Sachets are now available for almost every FMCG product. These tiny packets are cheap and can be used once only.
It is both convenient and economically advantageous for the customer. He or she gets exactly what they need without having to spend too much.
They can also throw out the sachet once they have finished with it.
This is where the convenience of sachets ends. Because sachets can’t be recycled, they will end up in landfills and water bodies that have them for millions of year.
Recycling challenge
Recycling the millions of tonnes each day of single-use plastic is a huge challenge. There is much more work to be done.
Each year, over 300 million tonnes are produced in plastic. More than 90% of this plastic ends up in landfills or waste dumps and on lands or waterways.
Because of their small size and low recycling value, garbage pickers are often reluctant to collect sachets.
Plastic sachets can be a problem due to the many layers of different materials, adhesives, dyes and makes it difficult to recycle.
They often escape the recycling chain and leak into the environment, adding plastic to the oceans and landfills.
FMCG companies were forced to take action as a result of increasing consumer awareness about the dangers that sachets pose.
Tall goals
According to the annual brand audit by Break Free From Plastic, ReportUnilever was the third largest corporate plastic polluter in the last year.
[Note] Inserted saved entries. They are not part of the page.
PR #273, opened 2017-02-24
Issue 272: Multiple Message CommitBatch Update and No Offset Result Conversion

dbcfd:
https://github.com/akka/reactive-kafka/issues/272

Provide method to update commitbatch with multiple values (e.g. when grouping kafka messages), and provide a version of the KafkaConsumerActor that does not convert the commit result to a map.

### DIFF
--- a/core/src/main/scala/akka/kafka/ConsumerMessage.scala
+++ b/core/src/main/scala/akka/kafka/ConsumerMessage.scala
@@ -90,6 +90,13 @@ object ConsumerMessage {
     def updated(offset: CommittableOffset): CommittableOffsetBatch
 
     /**
+     * Add/overwite an offset position for the given groupId, topic, partition.
+     * @param offsets Sequence of offsets to add/overwrite offset position for the given groupId, topic, partition.
+     * @return
+     */
+    def updated(offsets: Seq[CommittableOffset]): CommittableOffsetBatch
+
+    /**
      * Scala API: Get current offset positions
      */
     def offsets(): Map[GroupTopicPartition, Long]
--- a/core/src/main/scala/akka/kafka/ConsumerMessage.scala
+++ b/core/src/main/scala/akka/kafka/ConsumerMessage.scala
@@ -11,6 +11,7 @@ import akka.Done
 import akka.kafka.internal.ConsumerStage.CommittableOffsetBatchImpl
 import org.apache.kafka.clients.consumer.ConsumerRecord
 
+import scala.collection.immutable
 import scala.concurrent.Future
 
 /**
@@ -81,7 +82,7 @@ object ConsumerMessage {
   /**
    * For improved efficiency it is good to aggregate several [[CommittableOffset]],
    * using this class, before [[Committable#commitScaladsl committing]] them. Start with
-   * the [[CommittableOffsetBatch$#empty empty] batch.
+   * the [[CommittableOffsetBatch#empty empty]] batch.
    */
   trait CommittableOffsetBatch extends Committable {
     /**
--- a/core/src/main/scala/akka/kafka/KafkaConsumerActor.scala
+++ b/core/src/main/scala/akka/kafka/KafkaConsumerActor.scala
@@ -7,21 +7,36 @@ package akka.kafka
 import java.util
 import java.util.concurrent.atomic.AtomicInteger
 import java.util.regex.Pattern
+
 import akka.actor.{Actor, ActorLogging, ActorRef, Cancellable, Props, Status, Terminated}
 import akka.event.LoggingReceive
 import org.apache.kafka.clients.consumer._
 import org.apache.kafka.common.TopicPartition
 import org.apache.kafka.common.errors.WakeupException
+
 import scala.collection.JavaConverters._
 import java.util.concurrent.locks.LockSupport
+
+import akka.Done
 import akka.actor.DeadLetterSuppression
+
 import scala.util.control.{NoStackTrace, NonFatal}
 import scala.util.{Failure, Success, Try}
 
 object KafkaConsumerActor {
   case class StoppingException() extends RuntimeException("Kafka consumer is stopping")
-  def props[K, V](settings: ConsumerSettings[K, V]): Props =
-    Props(new KafkaConsumerActor(settings)).withDispatcher(settings.dispatcher)
+
+  def propsWithCommitResult[K, V](
+    settings: ConsumerSettings[K, V]
+  ): Props = {
+    Props(new KafkaConsumerActor(settings, m => Internal.OffsetCommitResult(m.asScala.toMap))).withDispatcher(settings.dispatcher)
+  }
+
+  def props[K, V](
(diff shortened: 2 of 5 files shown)


core/src/main/scala/akka/kafka/internal/ConsumerStage.scala
```diff
@@ -153,12 +153,11 @@ private[kafka] object ConsumerStage {
...
       extends CommittableOffsetBatch {
 
-    override def updated(committableOffset: CommittableOffset): CommittableOffsetBatch = {
-      val partitionOffset = committableOffset.partitionOffset
-      val key = partitionOffset.key
-
-      val newOffsets = offsets.updated(key, committableOffset.partitionOffset.offset)
-
+    private def updatedStages(
+      existing: Map[String, Committer],
```
patriknw: this is only used with `updatedStages(stages` so the `existing` parameter is not needed (`stages` can be used)

core/src/main/scala/akka/kafka/internal/ConsumerStage.scala
```diff
@@ -167,14 +166,37 @@ private[kafka] object ConsumerStage {
...
+
+      val newOffsets = offsets.updated(key, committableOffset.partitionOffset.offset)
+
+      new CommittableOffsetBatchImpl(newOffsets, updatedStages(stages, key, committableOffset))
+    }
+
+    override def updated(committableOffsets: Seq[CommittableOffset]): CommittableOffsetBatch = {
+      val (newStages, newOffsets) = committableOffsets.groupBy(_.partitionOffset.key).foldLeft((stages, offsets)) {
+        case ((aggStages, aggOffsets), (key, committableOffsetsForKey)) =>
+          val commitToUse = committableOffsetsForKey.sortBy(_.partitionOffset.offset).head
```
patriknw: this is picking the smallest offset, what is the reason for that?

core/src/main/scala/akka/kafka/internal/ConsumerStage.scala
```diff
@@ -167,14 +166,37 @@ private[kafka] object ConsumerStage {
...
+          val partitionOffset = commitToUse.partitionOffset
+          val key = partitionOffset.key
+          val offset = commitToUse.partitionOffset.offset
+
+          val offsetToUpdateTo = Math.max(aggOffsets.getOrElse(key, offset), offset)
```
patriknw: but here it's only using that offset if it's greater than existing in the batch
I'm not sure I understand what this method is intended to do.

patriknw: ScalaDoc describing semantics will be needed.

core/src/main/scala/akka/kafka/internal/ConsumerStage.scala
```diff
@@ -97,13 +97,13 @@ private[kafka] object ConsumerStage {
       val offsets = Map(
         new TopicPartition(offset.key.topic, offset.key.partition) -> (offset.offset + 1)
       )
-      (ref ? Commit(offsets)).mapTo[Committed].map(_ => Done)
+      (ref ? Internal.Commit(offsets)).mapTo[Internal.CompletedCommit.type].map(_ => Done)
```
patriknw: how can we know that it's `CompletedCommit` and not `OffsetCommitResult`?

core/src/main/scala/akka/kafka/KafkaConsumerActor.scala
```diff
@@ -7,21 +7,36 @@ package akka.kafka
...
 
 object KafkaConsumerActor {
   case class StoppingException() extends RuntimeException("Kafka consumer is stopping")
-  def props[K, V](settings: ConsumerSettings[K, V]): Props =
-    Props(new KafkaConsumerActor(settings)).withDispatcher(settings.dispatcher)
+
+  def propsWithCommitResult[K, V](
+    settings: ConsumerSettings[K, V]
+  ): Props = {
+    Props(new KafkaConsumerActor(settings, m => Internal.OffsetCommitResult(m.asScala.toMap))).withDispatcher(settings.dispatcher)
```
patriknw: I don't understand this, what is the purpose of this `OffsetCommitResult`? I don't see it used anywhere.

core/src/main/scala/akka/kafka/ConsumerMessage.scala
```diff
@@ -90,6 +90,13 @@ object ConsumerMessage {
     def updated(offset: CommittableOffset): CommittableOffsetBatch
 
     /**
+     * Add/overwite an offset position for the given groupId, topic, partition.
+     * @param offsets Sequence of offsets to add/overwrite offset position for the given groupId, topic, partition.
+     * @return
+     */
+    def updated(offsets: Seq[CommittableOffset]): CommittableOffsetBatch
```
dbcfd: Will add that and the corresponding java api.

core/src/main/scala/akka/kafka/internal/ConsumerStage.scala
dbcfd: Further discussion on your comment about use.

core/src/main/scala/akka/kafka/internal/ConsumerStage.scala
dbcfd: Think I had originally meant for this to be an aggregation and not use stages, but it makes more sense just to use stages as implemented.

core/src/main/scala/akka/kafka/internal/ConsumerStage.scala
dbcfd: Error, should be last for largest offset. I would like to add additional tests around this functionality. Best to do a test similar to https://github.com/akka/reactive-kafka/blob/master/core/src/test/scala/akka/kafka/scaladsl/IntegrationSpec.scala#L140?

core/src/main/scala/akka/kafka/internal/ConsumerStage.scala
dbcfd: Meant to select largest offset both above and here, which should be the same behavior as a single offset.

core/src/main/scala/akka/kafka/KafkaConsumerActor.scala
dbcfd: I had originally added this to handle cases where the commit result is used, but after adding it, found that no users of this actor seem to use the commit result. Am I missing the use of the commits somewhere? Does it make sense to expose the committed offsets in the api (e.g. commitableSourceWithOffsets) or should this actor just not return the committed offsets?

ennru:
I looked into this PR now and can see a slight chance that the current code in certain situations could overwrite a higher commit offset with a lower one. So the logic to take the max of the current value in the offsets map and the incoming one could make sense.
For the rest of the PR I don't get enough motivation in this issue description and the code has moved forward a lot since you opened it.
I'll close both the PR and this issue, please open a new one if you have any updates on this.

Issue #229, opened 2016-09-16
Document how to restart a Kafka stream based processing pipeline


drewhk:
I.e. how to wait on previous instance to properly stop and rematerialize the stream, etc.

nafshartous:
I'd like to help and have a few questions.  How does one build and preview the docs ?

patriknw:
@nafshartous Sorry for embarrassing long delay of this reply. Use `sbt paradox`, and then you can open `docs/target/paradox/site/index.html` in browser.

nafshartous:
Does something like this capture the intent ?

```
//restart kafka consumer
object RestartKafkaConsumeExample extends ConsumerExample {
  def main(args: Array[String]): Unit = {
    // #restartConsumer
    def createAndRun(): Consumer.Control =
      Consumer.committableSource(consumerSettings, Subscriptions.topics("topic1"))
        .toMat(Sink.ignore)(Keep.left).run()

    val control = createAndRun()

    control.shutdown()

    Await.result(control.isShutdown, 5.seconds)

    // Start the stream again
    createAndRun()
    // #restartConsumer
  }
}
```

nafshartous:
Will submit a new PR based on the discussion in

  https://github.com/akka/reactive-kafka/pull/275

jacobg:
Thanks for documenting an approach to restarting the stream. If this approach is attempting to deal with failure in the Kafka consumer source, then I'm wondering why one of approaches documented for handling failures in Akka streams up-stream sources by just restarting the failed stage is not used?
http://doc.akka.io/docs/akka/2.5.4/scala/stream/stream-error.html

Is not sufficient to just restart the Kafka source stage using RestartSource or a supervision strategy that restarts?

Are there cases where an Akka Kafka source's underlying implementation can fail without propagating the failure into the stream?

kciesielski:
@jacobg Looks like `RestartSource` is a pretty new thing, added in Akka 2.5. I think we may need both usages in the example, for Akka 2.4 and 2.5.

kciesielski:
@nafshartous restarting is already documented in https://github.com/akka/reactive-kafka/blob/master/docs/src/main/paradox/errorhandling.md. I'm not sure why it's not visible in the main docs. @patriknw does that require some kind of redeployment to the docs?

jacobg:
[...]

PR #275, opened 2017-02-26
Document how to restart a Kafka stream based processing pipeline #229

nafshartous:
Issue #229 - Document how to restart a Kafka stream based processing pipeline

### DIFF
--- a/docs/src/test/scala/sample/scaladsl/ConsumerExample.scala
+++ b/docs/src/test/scala/sample/scaladsl/ConsumerExample.scala
@@ -347,7 +347,8 @@ object RestartKafkaConsumeExample extends ConsumerExample {
     // #restartConsumer
     val runnableGraph: RunnableGraph[Consumer.Control] =
       Consumer.committableSource(consumerSettings, Subscriptions.topics("topic1"))
-        .map { message => { println(message.record.value()); message } }
+        .map(msg => { println(msg.record.value()); msg.committableOffset })
+        .map(_.commitScaladsl())
         .toMat(Sink.ignore)(Keep.left)
     val control1: Consumer.Control = runnableGraph.run()
     val shutdownFuture = control1.shutdown()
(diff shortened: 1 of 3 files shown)


docs/src/test/scala/sample/scaladsl/ConsumerExample.scala
```diff
@@ -341,3 +341,29 @@ object ExternallyControlledKafkaConsumer extends ConsumerExample {
...
+        .toMat(Sink.ignore)(Keep.left)
+    val control1: Consumer.Control = runnableGraph.run()
+    val shutdownFuture = control1.shutdown()
+
+    shutdownFuture onComplete {
+      case Success(Done) =>
+        println("Stream was shutdown")
+
+        // Start the stream again
+        val control2: Consumer.Control = runnableGraph.run()
```
kciesielski: I am not sure if this is something we'd recommend. How would you return this `control2` object for further error handling? Maybe it would be better to manage the graph in a an actor and make it self-restart when the stream gets shut down or fails?

nafshartous: @kciesielski  Yes the example is not realistic.  How about an actor with two states (Processing and NotProcessing).  In the NotProcessing state when receiving a Start message the state changes to Processing and the stream is started.  Conversely in the Processing state, receiving the Stop message results in stopping the stream and transitioning to the NotProcessing state.  

The two states could represent whether or not a downstream dependency is available to receive data.

kciesielski: @nafshartous Sounds good. It would also be good to include `future.onFailure` with handling that restarts the whole actor or the whole processing somehow (resend `Start` to itself?).
This is a very frequent question - how to deal with failing stream so souch example would be great.

nafshartous: Closing and will submit a new PR based on the above discussion.

PR #283, opened 2017-03-24
Fix shared kafka consumer in 0.14

yurikpanic:
Any Consumer.plainExternalSource will fail with "java.lang.Exception: Consumer actor terminated" if it is created after KafkaConsumerActor manages to run pull().

E.g. original example for sharing KafkaConsumer from documentation might run successfully, but it will fail if we insert Thread.sleep(1000L) between actor creation and stream materialization.

### DIFF
--- a/core/src/main/scala/akka/kafka/KafkaConsumerActor.scala
+++ b/core/src/main/scala/akka/kafka/KafkaConsumerActor.scala
@@ -87,12 +87,12 @@ private[kafka] class KafkaConsumerActor[K, V](settings: ConsumerSettings[K, V])
 
   def receive: Receive = LoggingReceive {
     case Assign(tps) =>
-      trySchedulePollTask()
+      scheduleFirstPollTask()
       checkOverlappingRequests("Assign", sender(), tps)
       val previousAssigned = consumer.assignment()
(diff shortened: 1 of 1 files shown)


typesafehub-validator:
Hi @yurikpanic,

core/src/main/scala/akka/kafka/KafkaConsumerActor.scala
```diff
@@ -194,6 +197,9 @@ private[kafka] class KafkaConsumerActor[K, V](settings: ConsumerSettings[K, V])
     super.postStop()
   }
 
+  def trySchedulePollTask(): Unit =
```
patriknw: I'd find it easier to understand if this was named `scheduleFirstPollTask`

core/src/main/scala/akka/kafka/KafkaConsumerActor.scala
```diff
@@ -178,7 +182,6 @@ private[kafka] class KafkaConsumerActor[K, V](settings: ConsumerSettings[K, V])
     super.preStart()
 
     consumer = settings.createKafkaConsumer()
-    currentPollTask = schedulePollTask()
```
patriknw: ok, so it's deferring the first poll until after the first Subscribe (or similar) message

Unilever has launched a program to create value for this waste product, so that people are motivated to collect it.
In August 2012, Hindustan Unilever reported that its Pondicherry plant had used post-industrial sachet fuel to power it.
The company also had similar programs in other parts of the world.
However, a recent study in Indonesia found that the company failed to achieve its goal.
Failed deliver
An investigation starting from the Global Alliance for Incinerator Alternatives(GAIA) in Asia Pacific Unilevers sachet Recycling efforts in Indonesia revealed the company’s claims of recyclability of sachets by using a controversial process that industry calls chemical recycle. The company shut down the operation in secret two years after the launch of the pilot plant in Indonesia, which was highly celebrated. This was due in part to logistical, financial and technical difficulties.
Plastic sachets account for 16 percent of the plastic waste in Indonesia, which amounts to 768,000 tonnes annually.
It was discovered that Unilever had hoped to collect 1,500 tonnes of sachet trash for recovery in 2019, and 5,000 tonnes in 2020. However, the program failed and CreaSolv closed down after two years.
The goal was to reuse multilayer sachets in order to make new ones. However, because of the low recyclability potential and technological failures, the plant couldn’t process mono-layer bags to make a different kind packaging.
Unilever tried to prove that plastic sachets with this new technology could be part of a circular economic and recycled multiple times. However, forty to sixty percent of the waste feedstock was lost in the process and the product’s recyclability has not been proven.
Froilan Grate, GAIA Asia Pacific Regional Coordinator, stated that we had reservations when we first heard about the project. We are open to new ideas, provided it doesn’t create more problems that people will have to deal later. Unilevers CreaSolv is clearly not a solution for the sachet problem. This is yet another deceitful publicity stunt from Unilevers designed to completely avoid the problem (single usage plastics) as well as the solution (redesign their packing) so that business as usual. The plastic problem gets worse, and people are blamed.